# Real or Fake? Vintage Mountain Bike Race, Guy gets tossed off bridge....



## Pimpride (Nov 14, 2005)




----------



## centershot (Nov 21, 2008)

That looks a bit staged to me................remindes me of a time back in the early '90's, I was riding in a race (White Knob Challenge in Makay, ID) where a guy fell off of an old mining tressle bridge and fell some 30 feet into the creek/rocks below. Wonder what happened to that guy, it had to hurt.


----------



## Henrythewound (Jul 1, 2007)

The first push looked WWF-like against the ropes


----------



## TheChanMan (May 4, 2011)

super fake


----------



## jyanz (Jul 10, 2011)

definitely fake


----------



## Varaxis (Mar 16, 2010)

I find it totally believable. 99.9% certain that it's real. I'd like to read all the reasons why people think it's fake.

I see it as those particular fans being really into the race, big on competitive spirit and justice

Left rider (video viewer's left) cornered side by side and his arm was uncomfortably close behind/under the other rider's. Other rider nudged him and that must've seriously pissed off the left rider and he retaliated with a push.
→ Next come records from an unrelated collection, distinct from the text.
PR #2666, opened 2022-09-08
Type erasure tooling

pfeatherstone:
Still working on dnn2, was implementing storage policies for type erasure and thought it was sufficiently general and useful that it merited its own PR.
I've applied it to `dlib::any` as an example. 
We could trivially implement `dlib::basic_any` with the storage policy as a template type if we wanted. Don't care but why not.


dlib/te.h
```diff
@@ -0,0 +1,440 @@
+// Copyright (C) 2022  Davis E. King (davis@dlib.net)
+// License: Boost Software License   See LICENSE.txt for the full license.
+#ifndef DLIB_TYPE_ERASURE_H_
+#define DLIB_TYPE_ERASURE_H_
+
+#include <type_traits>
+#include <utility>
+#include <typeindex>
+
```
pfeatherstone, line 9: Forgot <new>

dlib/any/any_decision_function.h
```diff
@@ -79,118 +72,47 @@ namespace dlib
...
-            return data->evaluate(item);
+            return evaluate_func(storage.ptr, item);
         }
 
+        template<typename T>
+        bool contains() const { return storage.contains<T>();}
+        bool is_empty() const { return storage.is_empty(); }
+        void clear()          { storage.clear(); }
+        void swap (any_decision_function& item) { std::swap(storage, item.storage); }
+
```
pfeatherstone, line 83: This doesn't swap the function pointers.
I wonder if I can simply do:
```std::swap(*this,item)```
which will do the default thing of calling move constructors and move assignment operators and do the right thing

File: dlib/any/any_trainer.h [hunk 3]
```diff
@@ -83,120 +78,51 @@ namespace dlib
...
-            return data->train(samples, labels);
+            return train_func(storage.ptr, samples, labels);
         }
 
+        template<typename T>
+        bool contains() const { return storage.contains<T>();}
+        bool is_empty() const { return storage.is_empty(); }
+        void clear()          { storage.clear(); }
+        void swap (any_trainer& item) { std::swap(storage, item.storage); }
+
```
pfeatherstone, line 89: Again, use ```std::swap(*this, item)``` if possible

dlib/te.h
```diff
@@ -0,0 +1,440 @@
...
+                copy{[](const void *self) -> void * {
+                    return new T_{*reinterpret_cast<const T_*>(self)};
+                }},
+                type_id{[] {
+                    return std::type_index{typeid(T_)};
+                }}
+            {
+            }
+
+            template <
```
pfeatherstone, line 46: I would not bother defining this. Whatever uses a storage object should implement these types of constructors themselves.

dlib/te.h
```diff
@@ -0,0 +1,440 @@
...
+                if (ptr)
+                    del(ptr);
+            }
+
+            void clear()
+            {
+                storage_heap{std::move(*this)};
+            }
+
+            bool is_empty() const
```
pfeatherstone, line 107: Maybe we need some kind of `storage_base` base class that implements `is_empty()`, `contains<T>()`, `unsafe_get<T>()`. Maybe that would remove boiler plate. Will try later

pfeatherstone:
Note that with these storage policies it's pretty trivial to implement something like `function_ref` or `function_view` using `storage_view` and adding another function pointer a bit like what `any_decision_function` does.

pfeatherstone:
then `dlib::thread_pool` could be updated to use `std::function` for `add_task_by_value` and use `dlib::function_view1` for `add_task`

pfeatherstone:
I've added all the different type erased function types for fun.

pfeatherstone:
@davisking What do you think? It's pretty useful when doing any kind of type erase. The `unique_ptr<> + virtual clone()` technique is fine but that only works for heap storage. This way, you can template on the type of storage and choose pretty easily whether you want heap-only, stack-only, sbo, or view type. I've applied it to `any`, `any_decision` and `any_trainer`. In theory we could template the policies without any changes and reap the benefits. I've provided an example with `dlib::function_basic`. And now we have things like `function_view` and an equivalent of `std::function` but where you can specify the SBO size. Pretty neat. This will useful for dnn2 too when defining a generic `layer` that isn't templated and absorbs the underlying layer details.

pfeatherstone:
@davisking What do you think?  I still need to add docs.

davisking:
> @davisking What do you think? I still need to add docs.

Yeah sorry for the delay.  I'll look later today.

dlib/te.h
```diff
@@ -0,0 +1,449 @@
...
+#include <utility>
+#include <typeindex>
+#include <new>
+#include <memory>
+
+namespace dlib
+{
+    namespace te
+    {
+        template<class T, bool null_after_move>
```
davisking, line 16: why have this type but allow `null_after_move=false`?

dlib/te.h
```diff
@@ -0,0 +1,449 @@
...
+                        other.ptr = nullptr;
+                }
+                return *this;
+            }
+
+            operator bool() const       { return ptr != nullptr; }
+            const T* operator->() const { return ptr; }
+            T*       operator->()       { return ptr; }     
+
+            T* ptr = nullptr;
```
davisking, line 46: Totally don't have public member variables.  Especially with the other stuff.  Got to protect the class invariants.

dlib/function.h
```diff
@@ -0,0 +1,91 @@
...
+            return !str.is_empty() && func;
+        }
+
+        R operator()(Args... args) const {
+            return func.ptr(const_cast<void*>(str.get_ptr()), std::forward<Args>(args)...);
+        }
+
+    private:
+        Storage str;
+        te::managed_move_pointer<R(void*, Args...), true> func;
```
davisking, line 72:
```suggestion
        R (*func)(void*, Args...) func = nullptr;
```
Why not this?  Like why have `managed_move_pointer`?

dlib/any/any.h
```diff
@@ -28,146 +25,74 @@ namespace dlib
...
+        any()                               = default;
+        any(const any& other)               = default;
+        any& operator=(const any& other)    = default;
+        any(any&& other)                    = default;
+        any& operator=(any&& other)         = default;
+
+        template<
+            typename T,
+            typename T_ = std::decay_t<T>,
+            std::enable_if_t<!std::is_same<T_, any>::value, bool> = true
```
davisking, line 38:
```suggestion
            std::enable_if_t<!std::is_same<std::decay_t<T>, any>::value, bool> = true
```
That doesn't work?

dlib/function.h
```diff
@@ -0,0 +1,91 @@
...
+    };
+
+    template <class F> 
+    using function_heap  = function_basic<te::storage_heap, F>;
```
davisking, line 76: These are all nice.  We should replace the `dlib::any_function` code though.  That thing is so aggressively pre-c++11.  Like let's just put this stuff in any_function.h and name the `function_heap` one `any_function`.  That would be super great :D

dlib/te.h
```diff
@@ -0,0 +1,449 @@
+// Copyright (C) 2022  Davis E. King (davis@dlib.net)
+// License: Boost Software License   See LICENSE.txt for the full license.
+#ifndef DLIB_TYPE_ERASURE_H_
+#define DLIB_TYPE_ERASURE_H_
+
+#include <type_traits>
```
davisking, line 6: Put this file in dlib/any/storage.h

davisking (commented):
Yeah this looks real nice.  Totally add docs and all that though.  And totally replace the existing dlib::any_function implementation.  Just make the methods named the same so it's backwards compatible and we can drop the old code.

dlib/function.h
pfeatherstone: So that a function is always empty after move even if using stack based memory. I wasn't sure about that. I'm tempted to remove it.

dlib/te.h
pfeatherstone: Oh yeah much better

dlib/te.h
pfeatherstone: yep

dlib/function.h
pfeatherstone: The idea was to have a simple type that managed what happened to the pointer after a move operation.
I thought it would make people's lives easier to control the state of their type-erased objects after move. For example a function like `is_empty()` could be defined as:
```
bool is_empty() const { return storage.is_empty(); }
``` 
But then, depending on the storage type, `is_empty()` might have different values after move. Indeed, using `storage_heap`, then after move, `is_empty() == false`, but if using `storage_stack`, then `is_empty() == true` after move (if the original object contained something).

So i thought, maybe if your custom function pointers were managed by `managed_move_pointer` and `is_empty()` was redefined as:
```
bool is_empty() const { return storage.is_empty() && func; }
```

then after a move operation, `is_empty() == false` always, regardless of storage type. It just ensures a bit more consistency across storage types.

But, i'm not sure where I stand here. In my opinion, if an object is valid, then it's valid, and you shouldn't make it artificially not valid. But that means you can't guarantee what the state after move will be, other than it's "valid". But that's precisely what move is supposed to be: "valid" but "undetermined".
So maybe we never need `managed_move_pointer`.

Then the idea of having `null_after_move=false` was to easily switch what moved did. If `null_after_move=false` then it's just the same as vanilla pointer.

So there you go, you get to configure what the state after move is a bit more.

Opinions or ideas?

dlib/any/any.h
pfeatherstone: Yes of course, i think that was a bit of copy paste

pfeatherstone: Though I'm sure MSVC will at some point complain about completely valid C++

dlib/function.h
pfeatherstone: Yeah cool! I gave up reading `dlib::any_function` and didn't attempt to change it. But it's doing the same thing as `std::function` or `function_heap` then great let's just refactor to that.

davisking: Yeah just make it have the same member functions so it's backwards compatible.  Then all that preprocessor magic used to get a pre-c++-11 kinda variadic template goes away.

dlib/any/any.h
davisking: Ha, yeah maybe.  Get the other instances of this too in there.  Looked like there were several.

dlib/function.h
davisking: That's awfully subtle though.  And it doesn't look like the code in here needs that.  Like the move assignment operator in `storage_heap` uses `std::exchange()` to set the source to `nullptr` so it's all good already.  And that's better since it's real clear from looking at that assignment operator that it is correct.  I.e. it doesn't require reasoning about `null_after_move` or any of that other stuff to figure out if it's really working. 

But yeah, it looks like `storage_stack::is_empty()` always returns false right now.  It should definitely say false when it doesn't have anything in it. Like the meaning of `is_empty() == false` is "you can get the thing out of it or call the contained function".  Which is definitely not the case for a default initialized object that's some kind of std::function equivalent.

State after move can be any valid thing so long as the interface contract clearly says what it is.  I would go with being empty though.

pfeatherstone:
Stupid MSVC

pfeatherstone:
MSVC is so stupid. Like, what is it complaining about now? I'm gonna start tweeking random things now.

pfeatherstone:
@davisking Whenever you have time, do you mind having a look? I think I've addressed all your comments. Docs could maybe be better. Not quite sure what level of detail is required.

pfeatherstone:
Since we have `storage_shared`, in theory someone might want `storage_weak`. Now, one could debate that you could just wrap one of the other storage policies in a `shared_ptr`, but i guess the benefit here is that you've abstracted the reference counting stuff. A bit like how `torch::Tensor` and `cv::Mat` are actually reference counted objects. You don't have to play around with `std::shared_ptr<torch::Tensor>` or `std::shared_ptr<cv::Mat>`. So given that abstracting away reference counting can be beneficial, we argue that `storage_shared` is indeed useful, and in which case something like `storage_weak` would also be useful.

pfeatherstone:
I think `cast_to()` and `get()` could be added to `storage_base`. Every object that implements `cast_to()` looks exactly the same so they could just call `storage_base::cast_to()`

pfeatherstone:
> I think `cast_to()` and `get()` could be added to `storage_base`. Every object that implements `cast_to()` looks exactly the same so they could just call `storage_base::cast_to()`

Committed, lets see what MSVC thinks

pfeatherstone:
Lol, `any_decision_function` can now just be:
```
template <class sample_type, class result_type = double>
using any_decision_function = any_function<result_type(const sample_type&)>;
```

pfeatherstone:
I think the last tests need to be restarted. The error `Cannot initiate the connection to apt.llvm.org:80` has nothing to do with dlib

davisking:
> @davisking Whenever you have time, do you mind having a look? I think I've addressed all your comments. Docs could maybe be better. Not quite sure what level of detail is required.

Sorry for the late reply.  Been unusually busy, even for me :(

Just the usual docs http://dlib.net/howto_contribute.html#1 :D

davisking:
> Since we have `storage_shared`, in theory someone might want `storage_weak`. Now, one could debate that you could just wrap one of the other storage policies in a `shared_ptr`, but i guess the benefit here is that you've abstracted the reference counting stuff. A bit like how `torch::Tensor` and `cv::Mat` are actually reference counted objects. You don't have to play around with `std::shared_ptr<torch::Tensor>` or `std::shared_ptr<cv::Mat>`. So given that abstracting away reference counting can be beneficial, we argue that `storage_shared` is indeed useful, and in which case something like `storage_weak` would also be useful.

What's `weak_storage`?  The analogue of `std::weak_ptr`?  `weak_ptr` is super specialized. So IDK.  Something that is trying to combine type erasure with that kind of weak ownership model seems like the kind of thing that virtually all users will use wrong.

davisking:
> Lol, `any_decision_function` can now just be:
> 
> ```
> template <class sample_type, class result_type = double>
> using any_decision_function = any_function<result_type(const sample_type&)>;
> ```

Yeah that's dope :D

Anyway, I'll look at this in a few days.  I'm feeling sick and will probably go to sleep soon.  Otherwise I would look now :|

pfeatherstone:
I think it would be good to add the following constructors:
```
StorageType1(const StorageType2&)
StorageType1(Storagetype2&&)
```
with all possible combinations.

At the moment of course we only have
```
StorageType1(const StorageType1&)
StorageType1(StorageType1&&)
```
as well as all the converting constructors.

At the moment, converting between storage types will work of course, but you will end up having double erasure. Whereas if we were to appropriately convert between storage types, you would only have 1 level of erasure. I can see the case where the hierarchy of erasure could get out of hand.

pfeatherstone:
With a little bit of care, this could be a seriously good, general-purpose, type erasure utility where you can have runtime polymorphism with value semantics and better performance than inheritance.

pfeatherstone:
I also need to appropriately add noexcept specifiers where possible

pfeatherstone:
The motivation for converting between storage types is to have views of other erased types. In the DNN2 case, as @arrufat suggested, we could have an API which returns layer views which would be views of already erased layer details.

davisking:
Yeah that sounds cool.

davisking:
Ok, I'm looking at this.  Looks good.  Before I go merging it and tweaking some of the docs or whatever you are done right?  I wasn't sure if you had another commit you wanted to add.

pfeatherstone:
Yeah it's good to go. I can add the last comments I made in a separate PR as and when I need it. Thanks a lot

pfeatherstone:
@davisking Let me know if you need me to clarify the docs

davisking:
> @davisking Let me know if you need me to clarify the docs

Looking now.

davisking:
Ok, looks real nice.  I went over the docs and made them follow the style http://dlib.net/intro.html talks about and did a few other things.  I'll merge once all the unit tests run :)

davisking:
I also made `dlib::any_function` use `storage_sbo`.  That's a good default.  Then I removed the other overloads except for `any_function_view` since I'm hard pressed to think anyone should use any but the sbo or the view versions.  I could be argued otherwise I suppose, but the SBO one is in general pretty good as a default.

davisking:
I see the bug.   Adding a test and fixing it.

pfeatherstone:
@davisking thank you so much for all your work. You went beyond the normal code review. I really appreciate you taking time out your busy schedule. 

One thing though, I added those explicit move constructors to storage_shared and storage_view because type_id() might still return something non empty even if the underlying pointer/object is empty, for example after a move since pointers aren't nulled after move. All the tests pass but to me that's a potential bug.

pfeatherstone:
That's why I originally had `null_pointer_after_move` type. It meant a few move constructors and move assignment operators could be made default, rather than use std::exchange everywhere. I mean it all works, it's just a small niggle I had.

davisking:
> @davisking thank you so much for all your work. You went beyond the normal code review. I really appreciate you taking time out your busy schedule.
> 

No problem, thanks for the PR :)

> One thing though, I added those explicit move constructors to storage_shared and storage_view because type_id() might still return something non empty even if the underlying pointer/object is empty, for example after a move since pointers aren't nulled after move. All the tests pass but to me that's a potential bug.

I'm not sure I follow.  Some of the contracts around this stuff were unclear.  In particular, none of the member variables were private.  I made them all private and added the `type_id()` method, which has  a precondition that `is_empty() == false`.  That covers this case does it not?

davisking:
> Oh yeah guess so. Maybe it's all good then. Thanks again. I'll aim to write better docs

No problem.  Yeah, contracts are the best :)   I mean, without a contract you can't even say what is and isn't a bug (except that the contract is in someone's head.  But they forget what it is, change their idea about it, or someone else thinks it's different and now there are bugs because different client code is written under incompatible assumptions about the undocumented contract).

Fans rushed in and exacted justice and helped clear enough of a path for the rest of the riders.

Considering how short tempered some folk are of people walking tough trails and blocking the way of AM riders plowing through or even a slow driver on a single lane mountain road that's taking their sweet ass time and not going on the turn-outs and purposely pissing off followers who may be tail-gating. Maybe the leather jacket dude got pissed about the biker grabbing his jacket when he was pushed and that it was just a spur-of-the-moment decision to push him over the edge. Skinny bike rider probably weighs a buck thirty and shouldn't be a problem to roll over the edge by someone that size.



> The first push looked WWF-like against the ropes


Check his feet. He ended up that way cause his foot landed in his wheel and he got it out ASAP. He was most likely thinking about collisions with the number of riders coming up from behind (he had his eye on them the whole time) and not wanting to be in the way nor have his bike hit with his foot trapped in it.


----------